Stored items:
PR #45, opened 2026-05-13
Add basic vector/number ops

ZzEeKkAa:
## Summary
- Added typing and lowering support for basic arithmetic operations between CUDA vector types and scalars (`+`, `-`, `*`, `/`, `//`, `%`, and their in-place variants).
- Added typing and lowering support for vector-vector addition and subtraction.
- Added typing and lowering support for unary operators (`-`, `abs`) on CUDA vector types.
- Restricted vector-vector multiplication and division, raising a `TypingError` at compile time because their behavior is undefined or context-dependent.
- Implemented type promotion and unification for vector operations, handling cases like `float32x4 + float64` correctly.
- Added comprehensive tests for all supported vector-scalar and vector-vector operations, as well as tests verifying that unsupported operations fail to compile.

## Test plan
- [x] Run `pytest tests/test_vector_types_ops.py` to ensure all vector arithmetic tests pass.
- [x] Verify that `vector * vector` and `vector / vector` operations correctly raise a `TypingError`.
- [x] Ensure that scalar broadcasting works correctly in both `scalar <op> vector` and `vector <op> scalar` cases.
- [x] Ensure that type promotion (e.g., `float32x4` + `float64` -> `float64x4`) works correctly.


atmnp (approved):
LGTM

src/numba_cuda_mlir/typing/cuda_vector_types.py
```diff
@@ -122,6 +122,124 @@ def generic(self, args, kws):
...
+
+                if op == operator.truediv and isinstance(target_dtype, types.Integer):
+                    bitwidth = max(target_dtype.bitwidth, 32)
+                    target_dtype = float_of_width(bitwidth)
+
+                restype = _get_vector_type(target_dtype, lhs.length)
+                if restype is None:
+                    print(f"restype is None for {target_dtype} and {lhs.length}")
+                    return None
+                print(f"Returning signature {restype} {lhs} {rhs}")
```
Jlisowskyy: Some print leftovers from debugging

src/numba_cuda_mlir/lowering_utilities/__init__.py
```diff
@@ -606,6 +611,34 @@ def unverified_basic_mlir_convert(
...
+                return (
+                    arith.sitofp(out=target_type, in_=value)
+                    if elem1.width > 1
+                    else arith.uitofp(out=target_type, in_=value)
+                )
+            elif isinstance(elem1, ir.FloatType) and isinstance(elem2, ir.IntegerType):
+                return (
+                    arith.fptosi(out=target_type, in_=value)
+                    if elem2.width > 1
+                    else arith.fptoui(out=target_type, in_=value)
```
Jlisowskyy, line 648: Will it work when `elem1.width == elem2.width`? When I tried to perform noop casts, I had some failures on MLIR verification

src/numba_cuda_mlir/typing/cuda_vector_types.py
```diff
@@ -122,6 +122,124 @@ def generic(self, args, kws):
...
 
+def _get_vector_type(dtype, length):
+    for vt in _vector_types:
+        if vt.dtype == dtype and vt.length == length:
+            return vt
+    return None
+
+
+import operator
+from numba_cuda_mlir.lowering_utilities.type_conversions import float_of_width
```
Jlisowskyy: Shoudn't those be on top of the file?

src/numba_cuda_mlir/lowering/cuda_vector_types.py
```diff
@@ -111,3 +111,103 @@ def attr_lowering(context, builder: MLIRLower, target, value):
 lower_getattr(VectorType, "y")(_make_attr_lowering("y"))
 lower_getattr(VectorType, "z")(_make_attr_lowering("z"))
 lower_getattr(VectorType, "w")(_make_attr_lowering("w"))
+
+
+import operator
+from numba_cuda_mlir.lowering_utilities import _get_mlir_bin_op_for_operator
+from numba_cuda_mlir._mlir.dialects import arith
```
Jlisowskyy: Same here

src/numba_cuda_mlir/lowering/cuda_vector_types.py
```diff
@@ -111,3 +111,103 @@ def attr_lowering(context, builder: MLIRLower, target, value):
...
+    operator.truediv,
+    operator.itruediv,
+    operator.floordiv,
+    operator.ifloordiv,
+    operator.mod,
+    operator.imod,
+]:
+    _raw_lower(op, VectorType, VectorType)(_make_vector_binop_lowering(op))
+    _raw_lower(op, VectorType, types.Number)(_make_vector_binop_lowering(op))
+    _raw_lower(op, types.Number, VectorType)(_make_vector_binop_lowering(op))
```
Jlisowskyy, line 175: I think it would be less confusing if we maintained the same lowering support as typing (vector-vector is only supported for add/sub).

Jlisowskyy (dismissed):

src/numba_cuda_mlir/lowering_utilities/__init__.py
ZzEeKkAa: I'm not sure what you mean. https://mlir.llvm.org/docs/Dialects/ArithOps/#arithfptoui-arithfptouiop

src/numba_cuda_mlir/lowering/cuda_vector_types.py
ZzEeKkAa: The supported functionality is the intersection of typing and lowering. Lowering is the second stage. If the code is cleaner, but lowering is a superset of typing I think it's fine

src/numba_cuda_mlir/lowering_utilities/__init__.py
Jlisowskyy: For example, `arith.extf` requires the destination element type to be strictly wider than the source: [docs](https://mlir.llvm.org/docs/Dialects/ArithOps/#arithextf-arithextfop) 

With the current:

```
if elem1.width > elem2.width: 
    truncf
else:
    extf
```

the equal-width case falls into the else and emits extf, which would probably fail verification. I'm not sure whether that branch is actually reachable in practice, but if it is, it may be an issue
* * *
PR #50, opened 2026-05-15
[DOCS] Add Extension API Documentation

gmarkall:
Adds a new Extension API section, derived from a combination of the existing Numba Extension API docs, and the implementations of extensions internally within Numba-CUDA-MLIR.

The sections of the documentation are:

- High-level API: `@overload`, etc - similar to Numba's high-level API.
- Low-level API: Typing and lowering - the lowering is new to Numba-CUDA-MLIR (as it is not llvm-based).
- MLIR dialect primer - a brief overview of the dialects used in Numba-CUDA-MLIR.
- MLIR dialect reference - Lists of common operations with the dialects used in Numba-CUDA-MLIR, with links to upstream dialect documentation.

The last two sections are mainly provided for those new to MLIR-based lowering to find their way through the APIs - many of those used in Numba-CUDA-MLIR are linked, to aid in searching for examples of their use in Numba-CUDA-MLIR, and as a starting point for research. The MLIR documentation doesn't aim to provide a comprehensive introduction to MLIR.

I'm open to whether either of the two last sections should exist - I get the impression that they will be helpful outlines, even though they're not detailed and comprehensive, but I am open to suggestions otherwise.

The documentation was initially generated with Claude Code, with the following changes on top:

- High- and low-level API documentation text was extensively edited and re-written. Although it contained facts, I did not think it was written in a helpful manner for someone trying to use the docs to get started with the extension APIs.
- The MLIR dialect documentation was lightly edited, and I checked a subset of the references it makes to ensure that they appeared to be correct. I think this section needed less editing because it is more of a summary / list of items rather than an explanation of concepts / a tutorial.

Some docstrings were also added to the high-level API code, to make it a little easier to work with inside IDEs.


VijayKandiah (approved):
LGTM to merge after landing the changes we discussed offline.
...
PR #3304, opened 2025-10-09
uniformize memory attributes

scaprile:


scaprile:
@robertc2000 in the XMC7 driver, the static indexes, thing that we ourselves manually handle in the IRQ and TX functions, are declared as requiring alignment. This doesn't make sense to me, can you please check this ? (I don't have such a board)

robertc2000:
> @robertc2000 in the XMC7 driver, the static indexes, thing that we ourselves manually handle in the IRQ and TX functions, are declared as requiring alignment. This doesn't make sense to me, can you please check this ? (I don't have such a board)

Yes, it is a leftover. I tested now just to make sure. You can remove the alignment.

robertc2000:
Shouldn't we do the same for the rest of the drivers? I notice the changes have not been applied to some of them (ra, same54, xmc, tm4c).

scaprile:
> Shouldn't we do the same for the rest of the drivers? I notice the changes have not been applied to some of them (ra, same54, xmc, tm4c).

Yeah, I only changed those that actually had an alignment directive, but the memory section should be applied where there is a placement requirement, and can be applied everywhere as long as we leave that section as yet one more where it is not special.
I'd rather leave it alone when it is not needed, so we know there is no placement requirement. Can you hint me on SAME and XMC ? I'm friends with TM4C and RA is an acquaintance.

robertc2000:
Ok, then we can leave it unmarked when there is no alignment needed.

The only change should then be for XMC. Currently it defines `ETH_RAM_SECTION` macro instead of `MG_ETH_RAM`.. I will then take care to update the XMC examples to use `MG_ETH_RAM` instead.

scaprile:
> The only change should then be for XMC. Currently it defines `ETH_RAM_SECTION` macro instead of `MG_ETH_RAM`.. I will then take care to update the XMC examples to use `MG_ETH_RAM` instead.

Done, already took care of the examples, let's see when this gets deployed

* [Activity]:
When a line above includes the word "care", please list that line.

* [Written solution]:
The only change should then be for XMC. Currently it defines `ETH_RAM_SECTION` macro instead of `MG_ETH_RAM`.. I will then take care to update the XMC examples to use `MG_ETH_RAM` instead.
> The only change should then be for XMC. Currently it defines `ETH_RAM_SECTION` macro instead of `MG_ETH_RAM`.. I will then take care to update the XMC examples to use `MG_ETH_RAM` instead.
Done, already took care of the examples, let's see when this gets deployed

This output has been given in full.